VxRail: How to make a browser trust the VxRail Manager Certificate

By default, after VxRail cluster initial configuration, the VxRail Manager certificate is self-signed without a public CA. It is not recognized by the browser as a trusted certificate. This blocks the connection between CloudIQ Webapp and the VxRail Manager.

This article provides several options to make a browser trust the VxRail Manager certificates.

1. Public CA issued Certificate.

The well-known public CA (Certificate Authorities) certificates are installed in the browser as part of the browser installation.

If the VxRail Manager certificate is signed by a public CA, the certificate is trusted by the browser automatically, no manual operation is needed.

y. Company CA issued Certificate.

If the organization manages the company owned CA, and VxRail Manager certificate is signed by the company CA, the user must import the company root CA certificate into the browser as a Trusted Root Certification Authority. This makes all company CA signed VxRail manager certificates trusted by the browser.
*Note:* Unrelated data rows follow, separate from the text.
PR #4746, opened 2024-04-04
[MarkScan] Add the accessible controller help flow

kofi-q:
## Overview

Resolves https://github.com/votingworks/vxsuite/issues/4623

Adding an accessible controller sandbox screen that allows the user to try out the various buttons without triggering the default behaviour - instead, they'll receive audio feedback on what each button does.

The sandbox will be triggered by the "help" button (currently mapped to the old "replay" keybinding, `Shift+R` -- we can clean that up later) and can be exited with another two successive presses on the "help" button (the first press describes the button and tells the voter they can press it again to exit).

A little long, so recorded with increased speech rate to speed things up a bit:

https://github.com/votingworks/vxsuite/assets/264902/cc3ffc23-c8a5-4d7d-8bad-2cf38cdf0395

## Testing Plan
- New unit tests for the sandbox component and trigger hook
- Broke out a `VoterFlow` component from `app_root` to make testing easier and make it easier to scope the trigger to just voter sessions 

## Checklist

### DIFF
--- a/libs/ui/src/accessible_controllers/accessible_controller_sandbox.test.tsx
+++ b/libs/ui/src/accessible_controllers/accessible_controller_sandbox.test.tsx
@@ -1,0 +1,156 @@
+import {
+  advanceTimers,
+  fakeUseAudioControls,
+  mockOf,
+} from '@votingworks/test-utils';
+import React from 'react';
+import { assert } from '@votingworks/basics';
+import userEvent from '@testing-library/user-event';
+import { UiString } from '../ui_strings/ui_string';
+import {
+  AccessibleControllerHelpStrings,
+  AccessibleControllerIllustrationProps,
+  AccessibleControllerSandbox,
+} from './accessible_controller_sandbox';
+import { act, screen } from '../../test/react_testing_library';
+import { Keybinding } from '../keybindings';
+import { newTestContext } from '../../test/test_context';
+
+const mockAudioControls = fakeUseAudioControls();
+
+jest.mock(
+  '../ui_strings/ui_string',
+  (): typeof import('../ui_strings/ui_string') => ({
+    ...jest.requireActual('../ui_strings/ui_string'),
+    UiString: jest.fn(),
+  })
+);
+
+jest.mock(
+  '../hooks/use_audio_controls',
+  (): typeof import('../hooks/use_audio_controls') => ({
+    ...jest.requireActual('../hooks/use_audio_controls'),
+    useAudioControls: () => mockAudioControls,
+  })
+);
+
+function newRenderer() {
+  let lastReadElement: HTMLElement;
+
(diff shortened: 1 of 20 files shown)


kshen0:
Nice! Button descriptions sound good. Should the pause button also say it can be pressed again to resume playback? There's no `Play` button so the behavior might be slightly unintuitive.

libs/ui/src/accessible_controllers/accessible_controller_sandbox.tsx
```diff
@@ -0,0 +1,92 @@
...
+      const key = event.key as T;
+      const audioStringKey = feedbackStringKeys[key];
+      if (!audioStringKey) {
+        return;
+      }
+
+      // Waiting to update the audio string key in the next tick allows the
+      // previous state to get cleared and for the screen reader to stop before
+      // triggering new audio. This enables repeated audio feedback on the
+      // repeated pressed of the same button.
```
kshen0, line 62: Typo? Did you mean something like
> This enables repeated audio feedback on the repeated pressing of the same button

libs/ui/src/accessible_controllers/accessible_controller_sandbox.test.tsx
```diff
@@ -0,0 +1,156 @@
...
+
+  return {
+    expectLastMockScreenReaderContent: (textContent: string) =>
+      expect(lastReadElement).toHaveTextContent(textContent),
+    renderWithMockScreenReader,
+  };
+}
+
+function simulateKeyPress(key: string) {
+  userEvent.keyboard(key.length === 1 ? key : `[${key}]`);
```
kshen0, line 59: nit: factor out for DRYness? Similar implementation to https://github.com/votingworks/vxsuite/pull/4740/files#diff-4d3153775fb1fec32f94bd89603d0bcf0828ed2d79f72cefcc61d807dc23b5d6R26

kshen0 (approved):

libs/ui/src/accessible_controllers/accessible_controller_sandbox.tsx
kofi-q: Thanks for catching! Yeah, meant to write `repeated audio feedback on repeated presses`

libs/ui/src/accessible_controllers/accessible_controller_sandbox.test.tsx
kofi-q: +1 - will do

kofi-q (commented):
> Should the pause button also say it can be pressed again to resume playback?

Ah, good catch - I accidentally cut that audio short in the video. The full audio text mentions the unpause functionality: https://github.com/votingworks/vxsuite/blob/main/libs/ui/src/ui_strings/app_strings.tsx#L244

PR #4747, opened 2024-04-04
chore: remove `@votingworks/ballot-encoder` where it's unused

eventualbuddha:
Some cleanup I did this morning while waiting for the power to come back on.


kshen0 (approved):
Not super familiar with `ballot-encoder`, but I'm assuming it's used now only in VxDesign.

eventualbuddha:
It's also used in decoding, but only in the backends.

PR #4748, opened 2024-04-05
Try GPIO connection with address offset

kshen0:
## Overview
* Adds `Pin` trait and implements for `GpioPin` and `MockPin`
* Adds `safe_export` function that, on `export` error, will try to `unexport` and `export` the pin. This solves for the case where the daemon crashes and is restarted without cleanup, leaving pins exported. Also adds convenience when developer has exported the pin manually.
* Adds `PatInputReader` to separate pins from daemon logic
* Attempts to connect to `pin address + 512` first

VxMarkScan machines running prod images fail to connect to the PAT input GPIO pins. After some experimentation I found the pins were addressed at an offset of 512 eg. pin 478 is addressable instead at 990.

I think this is because pin address assignment may differ between kernel versions.

Long term we should move this daemon to use `libpiod` and the character device API, the accepted replacement for `/sys/class/gpio`, but that's a larger undertaking (more details [here](https://docs.google.com/document/d/1b8o34e7Rseb8L8eHbtOqe34cdlz5tCTENPZw_v-OxH4/edit)).

## Demo Video or Screenshot

Exporting new pin addresses

IMG_5041

Unexport/re-export when pin is already exported
IMG_5042

Manual testing of existing behavior. Note some logging in this video is out of date; see screenshots above for most current logging.

https://github.com/votingworks/vxsuite/assets/1060688/93f0eced-e466-4176-acd0-284e03dffe8e

## Testing Plan
- [x] validate against hardware
- [x] add automated tests

## Checklist


apps/mark-scan/pat-device-input/src/pat_input_reader.rs
```diff
@@ -0,0 +1,73 @@
...
+const SIGNAL_B_PIN_ADDRESS: u16 = 476;
+
+pub struct PatInputReader {
+    is_connected_pin: Pin,
+    signal_a_pin: Pin,
+    signal_b_pin: Pin,
+}
+
+impl PatInputReader {
+    pub fn new() -> Result<Self, io::Error> {
```
kshen0, line 26: I was skeptical of returning `Result` from a constructor but it seems to be an accepted pattern per https://users.rust-lang.org/t/idiomatic-error-handling-in-new-and-builder-pattern/86361 and https://users.rust-lang.org/t/should-i-return-a-result-from-new/17372

apps/mark-scan/pat-device-input/src/pin.rs
```diff
@@ -53,6 +53,16 @@ impl Pin {
             .expect("Unexpected failure to tear down pin");
     }
 
+    /// Attempts to export the pin. If successful, cleans up by unexporting
+    /// the pin and returning an empty Result. Returns an error if the pin
+    /// does not exist, the program lacks permission to export, or an
+    /// unexpected error occurs.
```
kshen0, line 59: Sort of self-explanatory but I wanted to enumerate the expected vs unexpected errors

apps/mark-scan/pat-device-input/src/pin.rs
```diff
@@ -113,7 +103,57 @@ impl Pin {
...
+
+    // Unexports the pin, removing access from userspace.
+    fn unexport(&self) -> io::Result<()> {
+        fs::write(UNEXPORT_PIN_FILEPATH, self.to_string())
+    }
+
+    // Sets the pin direction to "in" so its value is readable. Must be called after
+    // `export`
+    fn set_direction_in(&self) -> io::Result<()> {
+        let filepath = format!("/sys/class/gpio/gpio{self}/direction");
```
eventualbuddha, line 151: It's not obvious that the `self.fmt(…)` result should be interpolated into the file path without knowing that its implementation just uses `self.address`.

```suggestion
        let filepath = format!("/sys/class/gpio/gpio{}/direction", self.address);
```

apps/mark-scan/pat-device-input/src/pat_input_reader.rs
```diff
@@ -0,0 +1,231 @@
...
+            signal_b_pin: None,
+        }
+    }
+
+    pub fn connect(&mut self) -> Result<(), io::Error> {
+        // Prod is expected to use the offset so attempt with offset first.
+        let mut offset: u16 = POSSIBLE_PIN_OFFSET;
+
+        if let Some(probe_pin) = &self.is_connected_pin {
+            // let probe_pin_inner = probe_pin;
```
eventualbuddha, line 39:
```suggestion
```

apps/mark-scan/pat-device-input/src/pat_input_reader.rs
```diff
@@ -0,0 +1,231 @@
...
+            // Earlier kernel versions may succeed without the offset.
+            if let Err(err) = probe_pin.probe() {
+                log!(
+                    EventId::Info,
+                    "Failed to connect to pin {} with error {}. Retrying without offset.",
+                    probe_pin,
+                    err
```
eventualbuddha, line 46:
```suggestion
                    "Failed to connect to pin {probe_pin} with error {err}. Retrying without offset."
```

apps/mark-scan/pat-device-input/src/pin.rs
```diff
@@ -113,7 +103,57 @@ impl Pin {
...
+            );
+
+            self.unexport()?;
+            self.export()?;
+        }
+
+        log!(
+            event_id: EventId::ConnectToGpioPinComplete,
+            disposition: vx_logging::Disposition::Success,
+            message: format!("Successfully exported pin {}", self)
```
eventualbuddha, line 129:
```suggestion
            message: format!("Successfully exported pin {self}")
```

apps/mark-scan/pat-device-input/src/pin.rs
```diff
@@ -113,7 +103,57 @@ impl Pin {
...
+        );
+        Ok(())
+    }
+
+    // Exports the pin to be globally accessible from userspace. Returns an error if the
+    // pin has already been exported.
```
eventualbuddha, line 135:
```suggestion
    /// Exports the pin to be globally accessible from userspace. Returns an error if the
    /// pin has already been exported.
```

apps/mark-scan/pat-device-input/src/pin.rs
```diff
@@ -113,7 +103,57 @@ impl Pin {
...
+    fn export(&self) -> io::Result<()> {
+        fs::write(EXPORT_PIN_FILEPATH, self.to_string())?;
+        // Without this delay subsequent pin operations may fail with a permission error
+        sleep(EXPORT_DELAY);
+        Ok(())
+    }
+
+    // Unexports the pin, removing access from userspace.
```
eventualbuddha, line 143:
```suggestion
    /// Unexports the pin, removing access from userspace.
```

apps/mark-scan/pat-device-input/src/pin.rs
```diff
@@ -113,7 +103,57 @@ impl Pin {
...
+    fn unexport(&self) -> io::Result<()> {
+        fs::write(UNEXPORT_PIN_FILEPATH, self.to_string())
+    }
+
+    // Sets the pin direction to "in" so its value is readable. Must be called after
+    // `export`
```
eventualbuddha, line 149:
```suggestion
    /// Sets the pin direction to "in" so its value is readable. Must be called after
    /// `export`
```

libs/monorepo-utils/src/cargo.ts
```diff
@@ -2,8 +2,8 @@ import { assertDefined, lines } from '@votingworks/basics';
 import { spawn } from 'node:child_process';
 import { getAbsoluteRootPath } from './dependencies';
 
-// patinputd has no tests currently
-const EXCLUDED_PACKAGE_IDS = ['patinputd'];
+// Add untested packages here
+const EXCLUDED_PACKAGE_IDS: string[] = [];
```
eventualbuddha, line 6: Just remove this construct?

apps/mark-scan/pat-device-input/src/pat_input_reader.rs
```diff
@@ -0,0 +1,231 @@
...
+mod tests {
+    use vx_logging::set_app_name;
+
+    use super::*;
+
+    fn get_default_mocked_reader() -> PatInputReader<MockPin> {
+        get_mocked_reader(None)
+    }
+
+    fn get_mocked_reader(probe_err: Option<io::Error>) -> PatInputReader<MockPin> {
```
eventualbuddha, line 162:
```suggestion
    fn get_mocked_reader(connection_error: Option<io::Error>) -> PatInputReader<MockPin> {
```

apps/mark-scan/pat-device-input/src/pat_input_reader.rs
```diff
@@ -0,0 +1,231 @@
...
+
+    pub fn is_connected(&self) -> bool {
+        match &self.is_connected_pin {
+            Some(pin) => {
+                return pin.is_active();
+            }
+            None => {
+                return false;
+            }
+        }
```
eventualbuddha, line 86:
```suggestion
        match &self.is_connected_pin {
            Some(pin) => pin.is_active(),
            None => false,
        }
```

apps/mark-scan/pat-device-input/src/pat_input_reader.rs
```diff
@@ -0,0 +1,231 @@
...
+
+    pub fn is_signal_a_active(&self) -> bool {
+        match &self.signal_a_pin {
+            Some(pin) => {
+                return pin.is_active();
+            }
+            None => {
+                return false;
+            }
+        }
```
eventualbuddha, line 97:
```suggestion
        match &self.signal_a_pin {
            Some(pin) => pin.is_active(),
            None => false,
        }
```

apps/mark-scan/pat-device-input/src/pat_input_reader.rs
```diff
@@ -0,0 +1,231 @@
...
+
+    pub fn is_signal_b_active(&self) -> bool {
+        match &self.signal_b_pin {
+            Some(pin) => {
+                return pin.is_active();
+            }
+            None => {
+                return false;
+            }
+        }
```
eventualbuddha, line 108:
```suggestion
        match &self.signal_b_pin {
            Some(pin) => pin.is_active(),
            None => false,
        }
```

apps/mark-scan/pat-device-input/src/pat_input_reader.rs
```diff
@@ -0,0 +1,231 @@
...
+            IS_CONNECTED_PIN_ADDRESS
+        );
+    }
+
+    #[test]
+    fn test_is_connected() {
+        let mut reader = get_default_mocked_reader();
+
+        assert_eq!(reader.is_connected(), false);
+        reader.is_connected_pin.as_mut().unwrap().active = true;
```
eventualbuddha, line 210:
```suggestion
        assert!(!reader.is_connected());
```

apps/mark-scan/pat-device-input/src/pat_input_reader.rs
```diff
@@ -0,0 +1,231 @@
...
+        assert_eq!(reader.is_connected(), true);
+    }
```
eventualbuddha, line 212:
```suggestion
        assert!(reader.is_connected());
```

apps/mark-scan/pat-device-input/src/pat_input_reader.rs
```diff
@@ -0,0 +1,231 @@
...
+
+    #[test]
+    fn test_signal_a() {
+        let mut reader = get_default_mocked_reader();
+
+        assert_eq!(reader.is_signal_a_active(), false);
+        reader.signal_a_pin.as_mut().unwrap().active = true;
```
eventualbuddha, line 219:
```suggestion
        assert!(!reader.is_signal_a_active());
```

apps/mark-scan/pat-device-input/src/pat_input_reader.rs
```diff
@@ -0,0 +1,231 @@
...
+        assert_eq!(reader.is_signal_a_active(), true);
+    }
```
eventualbuddha, line 221:
```suggestion
        assert!(reader.is_signal_a_active());
```

apps/mark-scan/pat-device-input/src/pat_input_reader.rs
```diff
@@ -0,0 +1,231 @@
...
+
+    #[test]
+    fn test_signal_b() {
+        let mut reader = get_default_mocked_reader();
+
+        assert_eq!(reader.is_signal_b_active(), false);
+        reader.signal_b_pin.as_mut().unwrap().active = true;
+        assert_eq!(reader.is_signal_b_active(), true);
+    }
```
eventualbuddha, line 230:
```suggestion
        assert!(reader.is_signal_b_active());
```

apps/mark-scan/pat-device-input/src/pat_input_reader.rs
```diff
@@ -0,0 +1,231 @@
...
+        reader.signal_a_pin.as_mut().unwrap().active = true;
+        assert_eq!(reader.is_signal_a_active(), true);
+    }
+
+    #[test]
+    fn test_signal_b() {
+        let mut reader = get_default_mocked_reader();
+
+        assert_eq!(reader.is_signal_b_active(), false);
+        reader.signal_b_pin.as_mut().unwrap().active = true;
```
eventualbuddha, line 228:
```suggestion
        assert!(!reader.is_signal_b_active());
```

eventualbuddha (approved):

apps/mark-scan/pat-device-input/src/pat_input_reader.rs
kshen0: I think this suggestion is off by a line but will incorporate manually

eventualbuddha: Grr. Blame VS Code.

libs/monorepo-utils/src/cargo.ts
kshen0: Seemed useful to keep around for experimental or pre-prod packages but no strong opinion. I can remove it.

apps/mark-scan/pat-device-input/src/pat_input_reader.rs
```diff
@@ -0,0 +1,231 @@
...
+pub struct PatInputReader<T: Pin> {
+    is_connected_pin: Option<T>,
+    signal_a_pin: Option<T>,
+    signal_b_pin: Option<T>,
+}
+
+impl<T: Pin> PatInputReader<T> {
+    pub fn new() -> Self {
+        Self {
+            is_connected_pin: Some(T::new(IS_CONNECTED_PIN_ADDRESS + POSSIBLE_PIN_OFFSET)),
```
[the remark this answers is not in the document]
kshen0: Agreed, I liked that the default (of using the offset) is explicit in `new` but it is weird to put that assumption in 2 separate places. Will update.

apps/mark-scan/pat-device-input/src/pat_input_reader.rs
```diff
@@ -0,0 +1,231 @@
...
+            signal_a_pin: None,
+            signal_b_pin: None,
+        }
+    }
+
+    pub fn connect(&mut self) -> Result<(), io::Error> {
+        // Prod is expected to use the offset so attempt with offset first.
+        let mut offset: u16 = POSSIBLE_PIN_OFFSET;
```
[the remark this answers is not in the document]
kshen0: `probe` is just a way to recover if the pin doesn't exist. If we fail the `offset = 0` case then we don't need to recover. In that case we want to bubble the error up from L52

```
is_connected_pin.set_up()?;
```

But thinking about it more, this behavior isn't as clear to the reader as probing in a loop and returning an error if both probes fail. I'll update this to fail in a clearer way.

apps/mark-scan/pat-device-input/src/pat_input_reader.rs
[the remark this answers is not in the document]
kshen0: Ah I remember now. In `test_connect_offset` we need `offset = 512` to fail so it tries `offset = 0`. We do this by making `reader.connect()` probe `self.is_connected_pin`. Then in the test we set `is_connected_pin` to a `MockPin` that fails on `probe()`. Dependency injection works here because `connect` assumes `new` has already set up `is_connected_pin` for its first attempt. If we make `is_connected_pin = None` to start and instead `connect()` just calls `T::new` for a function-scoped `Pin` to probe, then we need to be able to control the mock without having a reference to the `Pin`.

I'm not sure if there's a preferred way to do this without dependency injection. I could create a third implementer of `Pin`, eg `MockZeroOffsetPin`, whose `probe()` fails specifically for `address = 990` and have the test use a `PatInputReader<MockZeroOffsetPin>`. But that seems oddly specific. Or I could make a `PinFactory` layer that `reader` uses to make `Pins`, like (pseudocode):

```
trait PinFactory {
  create(&self) -> Pin;
}

impl RealPinFactory for PinFactory {
  fn create(&self, addr: u16) -> GpioPin {
    GpioPin::new(addr)
  }

struct TestPinFactory {
  addrs_that_fail: [u16]
}

impl TestPinFactory for PinFactory {
  fn create(&self, addr: u16) -> MockPin {
    if self.addrs_that_fail.contains(addr) {
      MockPin { address: addr, active: false, probe_error: Some(io::Error::new(...)) }
    }
    MockPin { address: addr, active: false, probe_error: None }
  }
}
```

but this fundamentally has the same clunkiness of creating one or more mock implementations for a single test. Will think more on how to do this tomorrow.

apps/mark-scan/pat-device-input/src/pat_input_reader.rs
```diff
@@ -25,39 +25,51 @@ pub struct PatInputReader<T: Pin> {
...
-
-        self.is_connected_pin = Some(is_connected_pin);
-        self.signal_a_pin = Some(signal_a_pin);
-        self.signal_b_pin = Some(signal_b_pin);
-
-        Ok(())
+        match offset {
+            None => Err(io::Error::new(
+                io::ErrorKind::ConnectionRefused,
+                format!("Unable to connect to probe pins at offsets: {:?}", offsets),
```
eventualbuddha, line 56:
```suggestion
                format!("Unable to connect to probe pins at offsets: {offsets:?}"),
```

apps/mark-scan/pat-device-input/src/pat_input_reader.rs
```diff
@@ -134,83 +146,125 @@ impl fmt::Display for MockPin {
...
+        );
     }
 
     #[test]
     fn test_connect_no_offset() {
         set_app_name("test");
-        let mut reader =
-            get_mocked_reader(Some(io::Error::new(io::ErrorKind::NotFound, "Test Error")));
-        reader.connect().unwrap();
+        let mut reader: PatInputReader<MockNoOffsetPin> = PatInputReader::new();
```
eventualbuddha, line 233: Not sure which version you find more readable, but you could avoid repeating the struct name:
```suggestion
        let mut reader = PatInputReader::<MockNoOffsetPin>::new();
```

apps/mark-scan/pat-device-input/src/pat_input_reader.rs
```diff
@@ -134,83 +146,125 @@ impl fmt::Display for MockPin {
...
+        let result = reader.connect();
+        assert!(result.is_ok());
```
eventualbuddha, line 235: I think what you had before is better for a test. This will just complain that `false` is not `true`, whereas the `unwrap` version will panic with the `Err` from `connect`.

eventualbuddha (approved):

If the company is using an intermediate CA to sign VxRail manager certificates, then the intermediate CA certificates must be also imported into the browser as a trusted Intermediate Certification Authority.

3. VxRail self-signed Certificate

If VxRail manager is still using a self-signed certificate (which is not recommended), check KB 000194174 to ensure the VxRail manager certificate is valid. In order to make the browser trust VxRail Manager certificate, the user has to import EVERY individual VxRail Manager certificate into the browser as a Trusted Root Certification Authority.

Note: If the current VxRail manager certificate does not meet any of the conditions above, follow VxRail plugin "Certificate Management" page in vCenter to update the VxRail manager certificate. Then follow the suggested operation to make the browser trust the VxRail manager certificate.

As part of CloudIQ Intelligent Management Systems feature, below operations may handle credential data:

• HCI Settings: Admin - HCI page, Enable vCenter Access, or Manage Credentials.
• Run system update for VxRail systems: Health - System Updates - HCI (tab) page, run UPDATE task for VxRail systems.

Due to security concerns, when performing these operations, CloudIQ Webapp in the browser must be on the same network with VxRail Manager for direct HTTPS connection. 

This requires the browser to be able to trust all certificates of the VxRail Manager for each VxRail system that a user can access.